### [How to complete this task]
Copy exactly, please, each line of the data below until the line that contains "(diff shortened: 1 of 2 files shown)" has been copied, beginning at the top.
Data to process Start Marker
Issue #77, opened 2016-10-04
Long citations get truncated on overflow and become hard to read and copy


iconix:
A small user-friendliness task.

e.g., the "Clipped from" urls here:

![image](https://cloud.githubusercontent.com/assets/1144401/19089684/43c3c16c-8a30-11e6-9a75-4e9bf6898c23.png)

![image](https://cloud.githubusercontent.com/assets/1144401/19089733/6e19724a-8a30-11e6-81c7-5182ad4c9114.png)

Hard for the user to interact with the full URL, if desired.

PR #78, opened 2016-10-04
[Bug] Make long citations copy-able/fully readable

iconix:
1. On hover, the full URL will show up (thanks to the `title` property)
2. If a user wants to copy the URL, they can right click -> copy link address

Fixes https://github.com/OneNoteDev/WebClipper/issues/77

### DIFF
--- a/src/scripts/clipperUI/components/previewViewer/previewComponentBase.tsx
+++ b/src/scripts/clipperUI/components/previewViewer/previewComponentBase.tsx
@@ -83,7 +83,7 @@ export abstract class PreviewComponentBase<TState, TProps extends ClipperStatePr
 				{this.props.clipperState.currentMode.get() !== ClipMode.Bookmark
 					? <div id={Constants.Ids.previewUrlContainer}>
 						{sourceUrlCitationPrefix}
-						<a href={sourceUrl} target="_blank">{sourceUrl}</a>
+						<a href={sourceUrl} target="_blank" title={sourceUrl}>{sourceUrl}</a>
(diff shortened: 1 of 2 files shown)


src/scripts/clipperUI/components/previewViewer/previewComponentBase.tsx
```diff
@@ -70,8 +70,10 @@ export abstract class PreviewComponentBase<TState, TProps extends ClipperStatePr
 	}
 
 	private getPreviewSubtitle(): any {
-		let sourceUrlCitation = Localization.getLocalizedString("WebClipper.FromCitation")
-			.replace("{0}", this.props.clipperState.pageInfo ? this.props.clipperState.pageInfo.rawUrl : "");
+		let sourceUrlCitationPrefix = Localization.getLocalizedString("WebClipper.FromCitation")
+			.replace("{0}", ""); // TODO can we change this loc string to remove the {0}?
```
iconix, line 74: I was concerned about just making this change to remove the `{0}` from `WebClipper.FromCitation` (on both the client and server) - are there any weird timing issues to be aware of from a localization standpoint?

mttwc: Looks like in Javascript, if the 1st param of replace does not exist in the string, nothing happens. I think this change is fine, and we should have no problems changing the one stored on the server without having to worry about n-1 issues.

mttwc (approved):
Looks good. Thanks for doing this!

PR #79, opened 2016-10-05
Update all of the packages to the latest versions

leakymemory:
I went through and updated all of the packages to their most recent
versions and then basically "hardened" them on that version.  We're having
a problem where different machines are generating different code based on
when the last time they ran npm install was.  This has been causing
problems during our Mozilla code review, and is generally scary as we each
build and could potentially deploy.  This way we are all guaranteed to all
be on the same version.

This also means we need to be more diligent in making sure that the
package stay up-to-date going forward. There are probably good ways of
doing this so I'll dig a little more into what this really means.

*Note that the QUnit related packages are not updated. This is because
there are some recent breaking changes that will need to be dealt with
separately.


VishaalK:
I checked out this branch locally to test it. Everything built correctly after "npm install" and I verified behavior by using the Clipper on Medium, YouTube, Amazon, Vimeo, etc. and it worked. Ship it!

Update: It also works on Firefox.

PR #84, opened 2016-10-06
Fix the parsing of the error description.

### LINKED ISSUE #83: O365 Sign-in failures are not logging the error description
It looks like we're not correctly logging the error description when O365 sign-in errors occur.

leakymemory:
It looks like O365 returns a slightly different query parameter for the error description field.  This is a slight modification to the constant regular expression such that it matches both versions.

Fixes #83


iconix (approved):
📈

mttwc:
Nice fix!

PR #88, opened 2016-10-07
Fix bad logic in videoDomainIfSupported and whitelisteddomains

### LINKED ISSUE #86: [Bug] Navigating to our internal logging page shows the Video tooltip

mttwc:
One of the checks in videoDomainIfSupported is incorrectly returning true if the domain name ended in 0, 1 or 2. This is because we iterated over the enums (which are numbers) and treated them as strings, thinking it was the string version of the enum. Added UTs to catch this case. 

Also, found a bug where we were incorrectly thinking that a domain is supported if the ending of the domain was that substring. We should be checking that the entire domain name is supported, not just the end substring, else domain names like "123vimeo.com" will pass our tests.

Fixes #86. Also, happy 2000 assertions!


src/tests/domParsers/videoUtils_tests.ts
```diff
@@ -1,73 +1,119 @@
...
+		"https://vimeo.com/album/45196609/page:1",
+		"https://vimeo.com/album/45196609/page:3/sort:preset/format:thumbnail",
+		"https://vimeo.com/album/45196609/sort:preset/format:thumbnail/page:2",
+		"https://vimeo.com/album/45196609/video/45196609",
+		"https://vimeo.com/ondemand/45196609"
+	];
+	for (let pageUrl of supportedVimeoUrls) {
 		let domain = VideoUtils.videoDomainIfSupported(pageUrl);
-		strictEqual(domain, undefined, pageUrl + " should NOT be supported");
+		strictEqual(domain,	"Vimeo", pageUrl + " should return Vimeo");
```
VishaalK: nit: weird spacing

src/tests/domParsers/videoUtils_tests.ts
```diff
@@ -1,73 +1,119 @@
...
+		"https://www.youtube.com/watch?v=dQw4w9WgXcQ#foo",
+		"https://www.youtube.com/watch?feature=youtu.be&t=30s&v=dQw4w9WgXcQ",
+		"https://m.youtube.com/watch?v=dQw4w9WgXcQ&feature=youtu.be",
+		"https://www.youtube.com/embed/dQw4w9WgXcQ"
+	];
+
+	for (let pageUrl of supportedYouTubeUrls) {
 		let domain = VideoUtils.videoDomainIfSupported(pageUrl);
-		strictEqual(domain, undefined, pageUrl + " should NOT be supported");
+		strictEqual(domain,	"YouTube", pageUrl + " should return YouTube");
```
VishaalK: nit: same weird spacing

VishaalK:
Sheep it

PR #92, opened 2016-10-11
[Bug] Update ratings prompt logic for delayed client switch ons

iconix:
Ensuring ratings prompt shows as intended for users on initially disabled clients (e.g., Firefox).


mttwc:
Thanks for doing this! Looking into this now. Just a reminder to add a corresponding Issue in the issue tracker so in the future we know that this has been tackled :)

leakymemory (approved):
Yep, looks good!

PR #94, opened 2016-10-12
Log the server correlation id for /userinfo

leakymemory:
I feel like there needs to be a deeper overhaul of how we log our XHR
requests, but this takes care of the immediate need of being able to trace
the /userinfo calls on the server.  This is especially important in
tracking down the sign-in issues that are still hit on occasion.


src/scripts/extensions/authenticationHelper.ts
```diff
@@ -136,12 +136,18 @@ export class AuthenticationHelper {
 	/**
 	 * Makes a call to the authentication proxy to retrieve the user's information.
 	 */
-	public static retrieveUserInformation(clipperId: string, cookie: string = undefined): Promise<ResponsePackage<string>> {
+	public static retrieveUserInformation(clipperId: string, cookie: string = undefined, logger: Logger = undefined): Promise<ResponsePackage<string>> {
```
iconix: You could make this non-static so you have access to the logger without passing it in

src/scripts/extensions/authenticationHelper.ts
```diff
@@ -136,12 +136,18 @@ export class AuthenticationHelper {
...
 		return new Promise<ResponsePackage<string>>((resolve, reject: (error: OneNoteApi.RequestError) => void) => {
 			let userInfoUrl = Utils.addUrlQueryValue(Constants.Urls.Authentication.userInformationUrl, Constants.Urls.QueryParams.clipperId, clipperId);
 
+			let retrieveUserInformationEvent = new Log.Event.PromiseEvent(Log.Event.Label.RetrieveUserInformation);
```
iconix, line 143: Since you most actively look at this data, you would know best: might it be easier to debug auth issues if you added this new info to the existing `GetExistingUserInformation` event? Or is it helpful to keep them separate? There just seems to be large overlap between when these two events will be logged.

src/scripts/extensions/authenticationHelper.ts
```diff
@@ -154,7 +160,13 @@ export class AuthenticationHelper {
 				// The false case is expected behavior if the user has not signed in or credentials have expired
 				resolve({ parsedResponse: this.isValidUserInformationJsonString(response) ? response : undefined, request: request });
 			}, (error: OneNoteApi.RequestError) => {
+				retrieveUserInformationEvent.setStatus(Log.Status.Failed);
```
iconix, line 163: I know our naming convention `OneNoteApi.RequestError` is super confusing and overused (this request has nothing to do with the API), but still, you might want to replace these lines with a call to `OneNoteApiUtils.logOneNoteApiRequestError(retrieveUserInformationEvent, error);` for consistency

iconix (approved):
A few small suggestions, but otherwise lgtm!

src/scripts/extensions/authenticationHelper.ts
leakymemory: I like the idea of constancy, but in this case the OneNoteApiUtils is (currently) only available in UI thread.  I'm hesitant to pull this into the extension code unless there is good reason (and maybe even a little bit of refactoring).

src/scripts/extensions/authenticationHelper.ts
mttwc: Agreed. I think we should try to cut down the use of static methods where we can.

src/scripts/extensions/authenticationHelper.ts
mttwc: Added https://github.com/OneNoteDev/WebClipper/issues/98 to track the use of OneNoteApi.RequestError in places where it doesn't make sense.

mttwc:
I echo @iconix's comments. Looks good :)

PR #3160, opened 2025-03-05
Use logistic function from eigen (based on jachymb's PR)

SteveBronder:
## Summary

Modifies `inv_logit` to use the `logistic` function from Eigen. Also makes a new reverse mode specialization of `inv_logit` for Eigen matrices.

## Tests

No new tests. 

## Checklist

- [x] Copyright holder: Jáchym Barvínek and Steve Bronder


andrjohns:
Can this use `apply_vector_unary`? That way the Eigen implementation will also be used for `std::vector` (and nested containers)

SteveBronder:
@andrjohns do you mean something besides the definition in prim that uses `apply_scalar_unary`?

```cpp
inline auto inv_logit(T&& x) {
  return apply_scalar_unary<inv_logit_fun, std::decay_t<T>>::apply(
      std::forward<T>(x));
}
```

andrjohns:
> @andrjohns do you mean something besides the definition in prim that uses `apply_scalar_unary`?
> 
> ```c++
> template <typename T, require_std_vector_t<T>* = nullptr>
> inline auto inv_logit(T&& x) {
>   return apply_scalar_unary<inv_logit_fun, std::decay_t<T>>::apply(
>       std::forward<T>(x));
> }
> ```

Yeah the issue with the current definition is that it won't use the vectorised Eigen implementation for `std::vector` types (either `std::vector<double>` or `std::vector<Eigen::...>`). You can instead use the pattern from `prim/fun/exp` where `apply_scalar_unary` is used for non-arithmetic containers and `apply_vector_unary` is used for arithmetic containers:

```cpp
template <typename Container, require_ad_container_t<Container>* = nullptr>
inline auto inv_logit(const Container& x) {
  return apply_scalar_unary<inv_logit_fun, Container>::apply(x);
}

template <typename Container,
          require_container_bt<std::is_arithmetic, Container>* = nullptr>
inline auto inv_logit(const Container& x) {
  return apply_vector_unary<Container>::apply(
      x, [](const auto& v) { return v.array().logistic(); });
}
```

This way the Eigen logistic function will be used for all arithmetic containers (even arbitrarily nested ones)

andrjohns:
`apply_vector_unary` also handles returning an `Eigen::Matrix` vs `Eigen::Array` to match the input type, which would resolve the current unit test failures

stan/math/prim/fun/inv_logit.hpp
```diff
@@ -69,28 +68,45 @@ inline double inv_logit(double a) {
...
 };
 
 /**
- * Vectorized version of inv_logit().
+ * Vectorized version of inv_logit() for std::vector's containing ad types.
  *
- * @tparam T type of container
- * @param x container
+ * @tparam T type of std::vector
+ * @param x std::vector
```
andrjohns: This overload would also be used for Eigen types with `fvars` I think

stan/math/prim/fun/inv_logit.hpp
```diff
@@ -69,28 +68,45 @@ inline double inv_logit(double a) {
...
-// TODO(Tadej): Eigen is introducing their implementation logistic() of this
-// in 3.4. Use that once we switch to Eigen 3.4
-
+/**
+ * Vectorized version of inv_logit() for Eigen types.
+ *
+ * @tparam T A type of either `std::vector` whose inner type inherits from
+ * `Eigen::DenseBase` or a type that directly inherits from `Eigen::DenseBase`.
+ * The inner scalar type must not have a `var` scalar type.
+ * @param x Eigen expression
```
andrjohns: This overload would also be for `std::vector` with inner types of `double` or `std::vector`

andrjohns (changes requested):
Just a couple of doc changes, but otherwise LGTM!

jachymb:
Note there is also the `Eigen::internal::scalar_logistic_op` which can be used for the scalar (`double`) implementation instead of the custom implementation using `exp` calls. Not sure if there is any noticeable advantage besides shortening the code by a few lines.

SteveBronder:
@andrjohns ty those docs should be cleaned up now!

@jachymb personally I don't know what the benefit of using Eigen's logistic function for scalars would be. For the vectorized version of the code, using the Eigen `logistic` function makes sense so we can use their [SIMD backend](https://gitlab.com/libeigen/eigen/-/blob/master/Eigen/src/Core/functors/UnaryFunctors.h#L1188). But for scalars we would want to check the performance and precision before using it. I'm fine with hand waving the vectorized check because using an Eigen internal function is almost always faster for vectors.

andrjohns (approved):
LGTM!

PR #3165, opened 2025-03-18
Minor fixes for hypergeometric 1F0 and 2F1

andrjohns:
## Summary

As pointed out in [the stanc3 repo](https://github.com/stan-dev/stanc3/issues/1285), the hypergeometric 1F0 function naming is inconsistent with the others - using a lowercase 'f' (i.e., `hypergeometric_1f0` instead of `hypergeometric_1F0`)

Additionally, `hypergeometric_2F1` fails to compile if the second argument is an autodiff type but not the others

## Tests

## Side Effects

N/A

## Release notes

Renamed `hypergeometric_1f0` to `hypergeometric_1F0` for consistency, fixed compilation for `hypergeometric_2f1` with autodiff second argument

## Checklist

### DIFF
--- a/stan/math/prim/fun/hypergeometric_1F0.hpp
+++ b/stan/math/prim/fun/hypergeometric_1F0.hpp
@@ -29,7 +29,6 @@ namespace math {
  */
 template <typename Ta, typename Tz, require_all_arithmetic_t<Ta, Tz>* = nullptr>
 return_type_t<Ta, Tz> hypergeometric_1F0(const Ta& a, const Tz& z) {
-  constexpr const char* function = "hypergeometric_1F0";
   check_less("hypergeometric_1F0", "abs(z)", std::fabs(z), 1.0);
 
   return boost::math::hypergeometric_1F0(a, z, boost_policy_t<>());
--- a/stan/math/prim/fun/hypergeometric_1F0.hpp
+++ b/stan/math/prim/fun/hypergeometric_1F0.hpp
@@ -28,9 +28,9 @@ namespace math {
  * @return Hypergeometric 1F0 function
  */
 template <typename Ta, typename Tz, require_all_arithmetic_t<Ta, Tz>* = nullptr>
-return_type_t<Ta, Tz> hypergeometric_1f0(const Ta& a, const Tz& z) {
-  constexpr const char* function = "hypergeometric_1f0";
-  check_less("hypergeometric_1f0", "abs(z)", std::fabs(z), 1.0);
+return_type_t<Ta, Tz> hypergeometric_1F0(const Ta& a, const Tz& z) {
+  constexpr const char* function = "hypergeometric_1F0";
+  check_less("hypergeometric_1F0", "abs(z)", std::fabs(z), 1.0);
 
   return boost::math::hypergeometric_1F0(a, z, boost_policy_t<>());
 }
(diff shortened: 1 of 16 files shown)


stan/math/prim/fun/hypergeometric_1F0.hpp
```diff
@@ -28,9 +28,9 @@ namespace math {
  * @return Hypergeometric 1F0 function
  */
 template <typename Ta, typename Tz, require_all_arithmetic_t<Ta, Tz>* = nullptr>
-return_type_t<Ta, Tz> hypergeometric_1f0(const Ta& a, const Tz& z) {
-  constexpr const char* function = "hypergeometric_1f0";
-  check_less("hypergeometric_1f0", "abs(z)", std::fabs(z), 1.0);
+return_type_t<Ta, Tz> hypergeometric_1F0(const Ta& a, const Tz& z) {
+  constexpr const char* function = "hypergeometric_1F0";
```
WardBrian: I realize this is just a find-and-replace PR, but is this a unused variable?

WardBrian (dismissed):

andrjohns:
Just rolled the 2F1 fixes into this PR as well instead of making a separate one

WardBrian:
Not sure if you want to look at it here, but `hypergeometric_3F2` is unhappy if given a row_vector -- `vector` and `array[] real` are fine, but row_vector raises an error on the line `append_row(as_array_or_scalar(b), 1.0);`

By contrast, `hypergeometric_pFq` is happy with `vector` and `row_vector` but not `array[] real` (`no matching function call`...).

Neither of these are strictly necessary for exposing in the language, but if we want consistency they'd be nice to address

WardBrian:
@andrjohns the rev specialization of `hypergeometric_pFq` is [failing expression tests](https://jenkins.flatironinstitute.org/job/Stan/job/Stanc3/job/PR-1504/2/), I believe because the line

```c++
  auto pfq_val = hypergeometric_pFq(a.val(), b.val(), value_of(z));
```
should be
```c++
  auto pfq_val = hypergeometric_pFq(arena_a.val(), arena_b.val(), value_of(z));
```

WardBrian (dismissed):
This can go in as is (assuming you don't want to look at the vector issues mentioned above)

andrjohns:
> This can go in as is (assuming you don't want to look at the vector issues mentioned above)

The vector issues were pretty simple fixes, so I've just added them as well

WardBrian:
@andrjohns I think the (hopefully) last thing is that hypergeometric_3F2 isn't expression safe (does a sum and a to_vector, both of which will eval) and also does indexing into `a` and `b` without first checking their sizes. So it needs a little TLC, and probably also an entry in the [`special_arg_values` list](https://github.com/stan-dev/math/blob/develop/test/sig_utils.py#L71) (unless it just can't be called with length-1 vectors, in which case we need to skip it?)

WardBrian:
Would it make sense if something like 3F2 had a signature `(tuple(real, real, real), tuple(real, real)) => real` instead of/as well as the current signature which takes a vector and just assumes the length?

WardBrian:
> The vector issues were pretty simple fixes, so I've just added them as well

It looks like this change missed the `rev` overload, which also seems to require some template changes to `grad_pFq` to compile with std::vectors

andrjohns:
> @andrjohns I think the (hopefully) last thing is that hypergeometric_3F2 isn't expression safe (does a sum and a to_vector, both of which will eval) and also does indexing into `a` and `b` without first checking their sizes. So it needs a little TLC, and probably also an entry in the [`special_arg_values` list](https://github.com/stan-dev/math/blob/develop/test/sig_utils.py#L71) (unless it just can't be called with length-1 vectors, in which case we need to skip it?)

We probably don't need to expose both pFq and 3F2 tbh. The only extra thing in 3F2 is manual handling of a particular case which doesn't meet convergence criteria but numerically converges that was already in the tests, so I'd consider that more of an edge case.

WardBrian:
Fine by me, though if it’s easy enough there’s no reason to not add them I guess. Do you have a chance to look at rev/fwd for pFq with the vector changes?

WardBrian (approved):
Data to process End Marker
### [Reply]
Issue #77, opened 2016-10-04
Long citations get truncated on overflow and become hard to read and copy


iconix:
A small user-friendliness task.

e.g., the "Clipped from" urls here:

![image](https://cloud.githubusercontent.com/assets/1144401/19089684/43c3c16c-8a30-11e6-9a75-4e9bf6898c23.png)

![image](https://cloud.githubusercontent.com/assets/1144401/19089733/6e19724a-8a30-11e6-81c7-5182ad4c9114.png)

Hard for the user to interact with the full URL, if desired.

PR #78, opened 2016-10-04
[Bug] Make long citations copy-able/fully readable

iconix:
1. On hover, the full URL will show up (thanks to the `title` property)
2. If a user wants to copy the URL, they can right click -> copy link address

Fixes https://github.com/OneNoteDev/WebClipper/issues/77

### DIFF
--- a/src/scripts/clipperUI/components/previewViewer/previewComponentBase.tsx
+++ b/src/scripts/clipperUI/components/previewViewer/previewComponentBase.tsx
@@ -83,7 +83,7 @@ export abstract class PreviewComponentBase<TState, TProps extends ClipperStatePr
 				{this.props.clipperState.currentMode.get() !== ClipMode.Bookmark
 					? <div id={Constants.Ids.previewUrlContainer}>
 						{sourceUrlCitationPrefix}
-						<a href={sourceUrl} target="_blank">{sourceUrl}</a>
+						<a href={sourceUrl} target="_blank" title={sourceUrl}>{sourceUrl}</a>
(diff shortened: 1 of 2 files shown)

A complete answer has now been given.